[Start of Attachment]

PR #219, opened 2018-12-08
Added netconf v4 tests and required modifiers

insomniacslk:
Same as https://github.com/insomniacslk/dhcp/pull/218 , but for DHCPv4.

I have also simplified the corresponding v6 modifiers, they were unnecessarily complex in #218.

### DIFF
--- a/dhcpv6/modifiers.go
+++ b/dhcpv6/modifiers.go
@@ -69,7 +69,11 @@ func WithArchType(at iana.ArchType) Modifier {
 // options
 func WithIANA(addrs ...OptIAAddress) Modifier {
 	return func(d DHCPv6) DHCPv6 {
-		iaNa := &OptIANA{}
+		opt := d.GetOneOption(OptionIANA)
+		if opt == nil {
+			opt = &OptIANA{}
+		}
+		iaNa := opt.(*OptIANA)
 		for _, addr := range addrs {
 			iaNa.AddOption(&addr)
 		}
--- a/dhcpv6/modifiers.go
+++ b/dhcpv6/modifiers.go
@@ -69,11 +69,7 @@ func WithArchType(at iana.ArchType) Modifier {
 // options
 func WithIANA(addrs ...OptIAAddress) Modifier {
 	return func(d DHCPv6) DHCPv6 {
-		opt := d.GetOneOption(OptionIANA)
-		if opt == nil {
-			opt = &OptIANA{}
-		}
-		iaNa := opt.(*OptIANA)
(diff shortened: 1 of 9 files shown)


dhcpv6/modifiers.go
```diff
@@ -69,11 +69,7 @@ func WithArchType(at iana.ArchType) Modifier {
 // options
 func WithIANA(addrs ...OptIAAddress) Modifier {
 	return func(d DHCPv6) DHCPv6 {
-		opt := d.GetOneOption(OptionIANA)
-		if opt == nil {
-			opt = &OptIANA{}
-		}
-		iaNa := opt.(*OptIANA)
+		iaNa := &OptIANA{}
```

[End of Attachment]

* _TASK INSTRUCTIONS_
In the records above, some lines hold the word "OptIANA"; copy each such line.

* _RESULT BELOW_
-		iaNa := &OptIANA{}
+			opt = &OptIANA{}
+		iaNa := opt.(*OptIANA)
-			opt = &OptIANA{}
-		iaNa := opt.(*OptIANA)
-			opt = &OptIANA{}
-		iaNa := opt.(*OptIANA)
+		iaNa := &OptIANA{}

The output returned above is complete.